◆ TASK INSTRUCTIONS
All lines below containing the string "shortened" are to be copied.

(Stored data)
PR #1697, opened 2020-03-20
[10.0] install dependencies with pip

sbidoul:
Attempt to workaround sqlalchemy installation issue, by not installing it.

--

### DIFF
--- a/.travis.yml
+++ b/.travis.yml
@@ -14,7 +14,7 @@ addons:
 
 env:
   global:
-  - VERSION="10.0" TESTS="0" LINT_CHECK="0" MAKEPOT="0"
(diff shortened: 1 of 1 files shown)


sbidoul:
@eLBati @SimoRubi this is looking good. This does not solve the root cause with sqlalchemy but at least it alleviates the problem for projects that do not need it. FYI, this is how it works:

https://github.com/OCA/maintainer-quality-tools/blob/6ab7d44dc278717fbf7a1f080f5a29de631ef98d/travis/travis_install_nightly#L121-L129

sbidoul:
> I didn't know the whole method could be avoided.

It's very new :) 

> Do you happen to know what is the root cause?

Nope, unfortunately.

eLBati:
@sbidoul thanks!

PR #1733, opened 2020-05-07
[12.0][FIX] to not use move name when it is equal to /

sergiocorato:
Vedi https://github.com/OCA/l10n-italy/issues/1734

--


primes2h:
@sergiocorato 
Vedi https://github.com/OCA/l10n-italy/pull/1736#issuecomment-625150931

PR #1910, opened 2020-10-08
[12.0] FIX fiscal_epos_print when setting debug info when order is not set

eLBati:
E.g. when getting error after sending commands like "aprire cassetto"

--


gigidn (approved):
it ok and safe to be merged

GSLabIt (approved):
lgtm

PR #1980, opened 2020-12-14
[12.0][IMP] l10n_it_account: Fix multi-locations installed

victoralmau:
Fix multi-locations installed

Locked by:

- [x] https://github.com/OCA/l10n-italy/pull/1981 (`l10n_it_fatturapa_pec`)

@Tecnativa TT26985

### DIFF
--- a/l10n_it_account/models/account_group.py
+++ b/l10n_it_account/models/account_group.py
@@ -53,11 +53,12 @@ class AccountGroup(models.Model):
 
         for progenitor in self.browse(tuple(set(progenitor_ids))):
             accounts = progenitor.get_group_accounts()
-            if not accounts.mapped('user_type_id').have_same_sign():
-                raise ValidationError(
-                    _("Incoherent balance signs for '{}' and its subgroups.")
-                    .format(progenitor.name_get()[0][-1])
-                )
+            if accounts and accounts[0].company_id.is_country_id_code_it():
+                if not accounts.mapped('user_type_id').have_same_sign():
+                    raise ValidationError(
+                        _("Incoherent balance signs for '{}' and its subgroups.")
+                        .format(progenitor.name_get()[0][-1])
+                    )
 
     @api.multi
     def _compute_account_balance_sign(self):
--- a/l10n_it_account/models/res_company.py
+++ b/l10n_it_account/models/res_company.py
@@ -1,0 +1,12 @@
+# License AGPL-3.0 or later (http://www.gnu.org/licenses/agpl).
+
+from odoo import models
+
+
+class ResCompany(models.Model):
+    _inherit = 'res.company'
+
+    def is_country_id_code_it(self):
+        self.ensure_one()
+        country_it = self.env.ref("base.it")
+        return self.partner_id.country_id == country_it
--- a/l10n_it_account/tests/test_l10n_it_account.py
+++ b/l10n_it_account/tests/test_l10n_it_account.py
@@ -13,18 +13,24 @@ class TestAccount(TransactionCase):
         self.group_1 = self.env['account.group'].create({
             'name': '1'
         })
+        self.company = self.env["res.company"].create({
+            "name": "Italy test company",
+            "country_id": self.env.ref("base.it").id,
+        })
 
     def test_group_constraint(self):
         self.env['account.account'].create({
             'name': 'it_account_1',
             'code': 'it_account_1',
             'group_id': self.group_1.id,
-            'user_type_id': self.data_account_type_current_assets.id
+            'user_type_id': self.data_account_type_current_assets.id,
+            'company_id': self.company.id
         })
         with self.assertRaises(ValidationError):
             self.env['account.account'].create({
                 'name': 'it_account_2',
                 'code': 'it_account_2',
                 'group_id': self.group_1.id,
-                'user_type_id': self.data_account_type_current_liabilities.id
+                'user_type_id': self.data_account_type_current_liabilities.id,
+                'company_id': self.company.id
             })
--- a/l10n_it_account/models/__init__.py
+++ b/l10n_it_account/models/__init__.py
@@ -4,3 +4,4 @@ from . import account_account
 from . import account_group
 from . import account_tax
 from . import account_type
+from . import res_company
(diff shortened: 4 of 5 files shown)


l10n_it_account/models/account_account.py
```diff
@@ -16,3 +16,10 @@ def check_balance_sign_coherence(self):
         # Avoid check upon empty recordset to make it faster
         if groups:
             groups.check_balance_sign_coherence()
+
+    def is_valid_l10n_it(self):
+        self.ensure_one()
+        it_ct = self.env.ref('l10n_it.l10n_it_chart_template_generic')
+        if not self.company_id or self.company_id.chart_template_id == it_ct:
+            return True
+        return False
```
pedrobaeza, line 25:
```suggestion
        return self.company_id or self.company_id.chart_template_id == it_ct
```

l10n_it_account/models/account_account.py
```diff
@@ -16,3 +16,10 @@ def check_balance_sign_coherence(self):
         # Avoid check upon empty recordset to make it faster
         if groups:
             groups.check_balance_sign_coherence()
+
+    def is_valid_l10n_it(self):
+        self.ensure_one()
```
pedrobaeza, line 21: Why not doing this at company level or account group level?

pedrobaeza:
@eLBati what do you think about this? We are implementing a subsidiary in Italy of an Spanish company and we have found this incompatibility.

FYI, we will migrate then corresponding modules to v13, as we want to migrate this customer to v13 and not wait to v14.

l10n_it_account/models/account_account.py
victoralmau: I have separated this logic in a function in case it needs to be used elsewhere and not duplicate code.
If you consider it unnecessary I will delete it.

pedrobaeza: I'm talking of adding this function at company level, the same as in l10n-spain

victoralmau: I don't find it, please copy link to example and will change it to `res.company`.

eLBati:
@pedrobaeza we have never put `l10n_it` as a dependency, the intent was to allow to load any COA module, even personalized.
I don't know if this is still a requirement, it is not in my customers' use cases.
@OCA/local-italy-maintainers what do you think?

If we wanted to keep that requirement, the `is_valid_l10n_it` check could be based on company's country...

sergiocorato:
@pedrobaeza @eLBati I don't install l10n_it on my clients either, because I use dedicated localizations.

eLBati:
I meant I always install `l10n_it`. Anyway what do you think about a check based on company's country?

victoralmau:
Travis CI error show error in test related to `l10n_it_fatturapa_in`
https://github.com/OCA/l10n-italy/pull/1983

sergiocorato:
> I meant I always install `l10n_it`. Anyway what do you think about a check based on company's country?

So whatever localization module is installed, seems better. And remove dependency too.

@victoralmau can you proceed about this?

victoralmau:
IMO `l10n_it_account` that extend account related to italian localization **is required to include `l10n_it in` dependens**. 
Now if everybody uset it `l10n_it` not exist any problem to add it, right?

A lot of addons depends to `l10n_it_account` and should implement with `TestL10nItAccountModBase` that include `l10n_it_chart_template_generic` (these required to add `l10n_it` dependency).

In the other hand and related to `is_valid_l10n_it`, now need l10n_it dependency but it's possible to check with `country_id.code` IT, what do you think about it? @pedrobaeza 

If keep on `l10n_it` dependency will be necessary to include in these PR all these changes: https://github.com/OCA/l10n-italy/pull/1983

Finally, all these change should to apply in v13, right?

sergiocorato:
@victoralmau As I don't always install `l10n_it` (as said before), many others can. Why put a not required dependency? I assure that an installation lives the same without :)

victoralmau:
> `l10n_it`

Ok, i will remove `l10n_it` dependency.

victoralmau:
Travis green now and changes applied. Ready to merge.

l10n_it_account/models/account_group.py
```diff
@@ -53,11 +53,12 @@ def check_balance_sign_coherence(self):
 
         for progenitor in self.browse(tuple(set(progenitor_ids))):
             accounts = progenitor.get_group_accounts()
-            if not accounts.mapped('user_type_id').have_same_sign():
-                raise ValidationError(
-                    _("Incoherent balance signs for '{}' and its subgroups.")
-                    .format(progenitor.name_get()[0][-1])
-                )
+            if accounts[0].company_id.is_country_id_code_it():
```
eLBati, line 56: Couldn't `accounts` be empty?

l10n_it_account/models/res_company.py
```diff
@@ -0,0 +1,11 @@
...
+
+from odoo import models
+
+
+class ResCompany(models.Model):
+    _inherit = 'res.company'
+
+    def is_country_id_code_it(self):
+        self.ensure_one()
+        return self.partner_id.country_id.code == 'IT'
```
pedrobaeza, line 11:
```suggestion
        country_it = self.env.ref("base.it")
        return self.partner_id.country_id == country_it
```

l10n_it_account/tests/test_l10n_it_account.py
```diff
@@ -4,6 +4,16 @@
...
 
+    def _company_create(self):
+        self.company = self.env['res.company'].create({
+            'name': 'Italy test company'
+        })
+        country_id_it = self.env['res.country'].search([
+            ('code', '=', 'IT')
+        ], limit=1)
+        self.company.partner_id.country_id = country_id_it.id
+        return True
```
pedrobaeza, line 15:
```suggestion
        return self.env["res.company"].create({
            "name": "Italy test company",
            "country_id": self.env.ref("base.it").id,
        })
```
and save the variable at the call line.

pedrobaeza (changes requested):

pedrobaeza (approved):

tafaRU (approved):

eLBati (approved):
Thanks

◆ PROBLEM SOLUTION
(diff shortened: 1 of 1 files shown)
(diff shortened: 4 of 5 files shown)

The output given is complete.